Ive been to wallace 5 times this year.I fish with a camera and have seen firsthand what is swimming in the lake.The panfish population is ridiculously small, with a vast majority smaller than 3 inches and paper thin. Very few trout moving around as well with many dead ones on the bottom near the stocking area.The water temps near the bottom in 3 to 10 feet of water has been in the 36 degree range which usually translates to a good bite but isnt. last sunday I spoke with over 20 guys that had fished near the stocking area that had been there for over4 hours each and only 3 trout had been hooked. I have fished there for 20 years now and the panfish have always been stunted, there is a decent largemouth population


----------



## Cleveland Metroparks (Dec 14, 2005)

Offshore Limits said:


> Ive been to wallace 5 times this year.I fish with a camera and have seen firsthand what is swimming in the lake.The panfish population is ridiculously small, with a vast majority smaller than 3 inches and paper thin. Very few trout moving around as well with many dead ones on the bottom near the stocking area.The water temps near the bottom in 3 to 10 feet of water has been in the 36 degree range which usually translates to a good bite but isnt. last sunday I spoke with over 20 guys that had fished near the stocking area that had been there for over4 hours each and only 3 trout had been hooked. I have fished there for 20 years now and the panfish have always been stunted, there is a decent largemouth population


As for the panfish and bass in Wallace Lake, you pretty much hit it on the head. That is a very common scenario is smaller public lakes that are heavily fished. Here is a link to the Wallace Lake management plan I wrote that includes a fish assessment from 2010 and future mgt plans: http://www.clemetparks.com/Naturalresources/documents/WallaceMgtPlan.pdf This is the first plan of it's kind for the lake, as my predesessor who spent nearly 30 years in this position did things more on his intuition.

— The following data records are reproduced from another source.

PR #68, opened 2024-10-05
feat: allow users to get channel metadata and set channel types from SDK

drake-nominal:
This is needed for numerous applications. Ideally these methods are supported more natively by our service endpoints, but until then, we can expose them via some _moderately_ hacky implementations.


nominal/core.py
```diff
@@ -331,6 +334,106 @@ def add_to_dataset_from_io(
         )
         self._client._ingest_client.trigger_file_ingest(self._client._auth_header, request)
 
+    def get_channel_metadata(
+        self,
+        exact_match: list[str] | None = None,
+        fuzzy_search_text: str = "",
+        channel_names: Sequence[str] | None = None,
+    ) -> Iterable[datasource_api.ChannelMetadata]:
```
alkasm, line 342: users shouldn't be exposed to any conjure types

nominal/core.py
```diff
@@ -331,6 +334,106 @@ def add_to_dataset_from_io(
         )
         self._client._ingest_client.trigger_file_ingest(self._client._auth_header, request)
 
+    def get_channel_metadata(
+        self,
+        exact_match: list[str] | None = None,
+        fuzzy_search_text: str = "",
+        channel_names: Sequence[str] | None = None,
```
alkasm, line 341: You can use `Sequence[str] = ()` and not have to deal with the optional

alkasm: similar on `exact_match`

nominal/core.py
```diff
@@ -331,6 +334,106 @@ def add_to_dataset_from_io(
...
+                    continue
+
+                yield channel_metadata
+
+            if response.next_page_token is None:
+                break
+            else:
+                next_page_token = response.next_page_token
+
+    def set_channel_units(self, channel_to_unit_map: Mapping[str, str]) -> None:
```
alkasm, line 383: nit: remove `_map` suffix, it's duplicative with the type

nominal/core.py
```diff
@@ -331,6 +334,106 @@ def add_to_dataset_from_io(
...
+        """Set units for channels based on a provided mapping of channel names to units.
+
+        Args:
+            channel_to_unit_map: A mapping of channel names to unit symbols.
+                NOTE: any existing units may be cleared from a channel by providing None as a symbol.
```
alkasm, line 388: the type should be `str | None` then ya?

nominal/core/client.py
```diff
@@ -442,6 +443,50 @@ def get_commensurable_units(self, unit_symbol: str) -> Sequence[scout_units_api.
...
+            rid: Identifier for the logical series to look up
+        Returns:
+            Resolved metadata for the requested logical series
+        Raises:
+            conjure_python_client.ConjureHTTPError: An error occurred while looking up the logical series.
+                This typically occurs when there is no such logical series for the given RID.
+        """
+        return self._clients.logical_series.get_logical_series(self._clients.auth_header, rid)
+
+    def set_series_units(
```
alkasm, line 458: The APIs use both "series" and "channel" for the same thing but we should use "channel" everywhere in the client (this is the decided/externally-facing name)

nominal/core/dataset.py
```diff
@@ -135,6 +137,104 @@ def add_to_dataset_from_io(
         )
         self._clients.ingest.trigger_file_ingest(self._clients.auth_header, request)
 
+    def get_channel_metadata(
```
alkasm, line 140: get_channel is probably sufficient? in general we'll probably keep to all of these resource types being more metadata-y and anything that needs to be downloaded will do so through an additional method & API call on the resource (e.g. the `Attachment.get_contents()` or `Attachment.write()` methods).

nominal/core/dataset.py
```diff
@@ -135,6 +137,104 @@ def add_to_dataset_from_io(
...
+
+        # Validate that all user provided unit symbols are valid
+        for channel_name, unit_symbol in channels_to_units.items():
+            if unit_symbol is None:
+                continue
+
+            if unit_symbol not in available_units:
+                raise ValueError(
+                    f"User provided unit {unit_symbol} for channel {channel_name} does not resolve to a unit recognized by nominal."
+                )
```
alkasm, line 201: it will be super ugly, but maybe worth it to print out the available units? e.g. unit <blah> not in recognized units <all units...>?

potentially, could just log it instead, idk.

alkasm: eh i think this might just be too long / annoying

nominal/core/channel.py
```diff
@@ -0,0 +1,80 @@
...
+        else:
+            raise TypeError(f"_from_conjure not supported for input type {type(conjure_obj)}!")
+
+    @classmethod
+    def _from_channel_metadata(cls, channel: datasource_api.ChannelMetadata) -> Self:
+        channel_rid = (
+            channel.series_rid.series_archetype
+            if channel.series_rid.series_archetype
+            else channel.series_rid.logical_series
+        )
```
alkasm, line 55: q, do you know if these are actually interchangeable? I couldn't tell from the apis and was wondering about it the other day

nominal/core/client.py
```diff
@@ -442,6 +444,48 @@ def get_commensurable_units(self, unit_symbol: str) -> Sequence[scout_units_api.
         """Get the list of units that are commensurable (convertible to/from) the given unit symbol"""
         return self._clients.units.get_commensurable_units(self._clients.auth_header, unit_symbol)
 
+    def get_channel(self, rid: str) -> Channel:
+        """Get metadata for a given logical series by looking up its rid
```
alkasm, line 448: docstring nit: logical series -> channel

nominal/core/client.py
```diff
@@ -442,6 +444,48 @@ def get_commensurable_units(self, unit_symbol: str) -> Sequence[scout_units_api.
...
+        Args:
+            rid: Identifier for the logical series to look up
+        Returns:
+            Resolved metadata for the requested logical series
+        Raises:
+            conjure_python_client.ConjureHTTPError: An error occurred while looking up the logical series.
```
alkasm, line 454: not for now, just food for thought for later - we should probably consider wrapping all these conjure errors

nominal/core/client.py
```diff
@@ -442,6 +444,48 @@ def get_commensurable_units(self, unit_symbol: str) -> Sequence[scout_units_api.
...
+            conjure_python_client.ConjureHTTPError: An error occurred while setting metadata on the channel.
+                This typically occurs when either the units are invalid, or there are no
+                channels with the given RIDs present.
+        """
+        series_updates = []
+        for rid, series_type in rids_to_types.items():
+            if series_type is None:
+                unit_update = timeseries_logicalseries_api.UnitUpdate(clear_unit=timeseries_logicalseries_api.Empty())
+            else:
+                unit_update = timeseries_logicalseries_api.UnitUpdate(unit=series_type)
```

As for the trout, I agree and disagree w/some of the points you made based on what I've observed myself. Yes, I agree this past Sunday was slow. But we had only stocked on Fri and those fish didn't start biting better until late this week. So, unfortunately, that was not a good day to be out there (from a fishing standpoint). I was out on Sat (the day after stocking) and it was almost a repeat of what you reported. Yet, I stopped by w/one of our Ranger Lts. on Thurs and we saw three hook-ups in 15 min we were there. So it depends. I stop down there a few times a week and know every regular by first name, as well as nickname, and I have never met you so we don't seem to have overlapped being there. Again, though, the regulars were catching some trout this week, more so towards the end (not killing them, but I saw fish hooked every time I stopped there briefly). If you're fishing deeper than 6 feet the data I collected yesterday shows that dissolved oxygen drops off markedly (not uncommon in eutrophic, weedy lakes in winter during extended ice cover), so you are likley fishing too deep for this lake in winter. The regulars in the know who are catching the most trout are fishing mostly shallower than that. The highest DO was in the first foot of water, incidentallly. And there have been a few days thrown in there (one on a Sat) where I have seen/have heard reported great trout fishing. One local, Jim, said that one Sat two weeks ago "it was like fishing in a barrel, everyone caught trout"....so I'll assume you were not there that day. Another happy angler landed a 22 inch, 3.5 lb trout near the swimming area last week, and nobody else was fishing within sight. I always make sure the trout supplier brings a handful of trophy size trout (3-4 lbs), as well as some browns and rainbows whenever possible, to keep things interesting. This is the only publicly stocked place in the state where those are included in winter stockings because the feedback I get is that the anglers appreciate having a shot at fish like that.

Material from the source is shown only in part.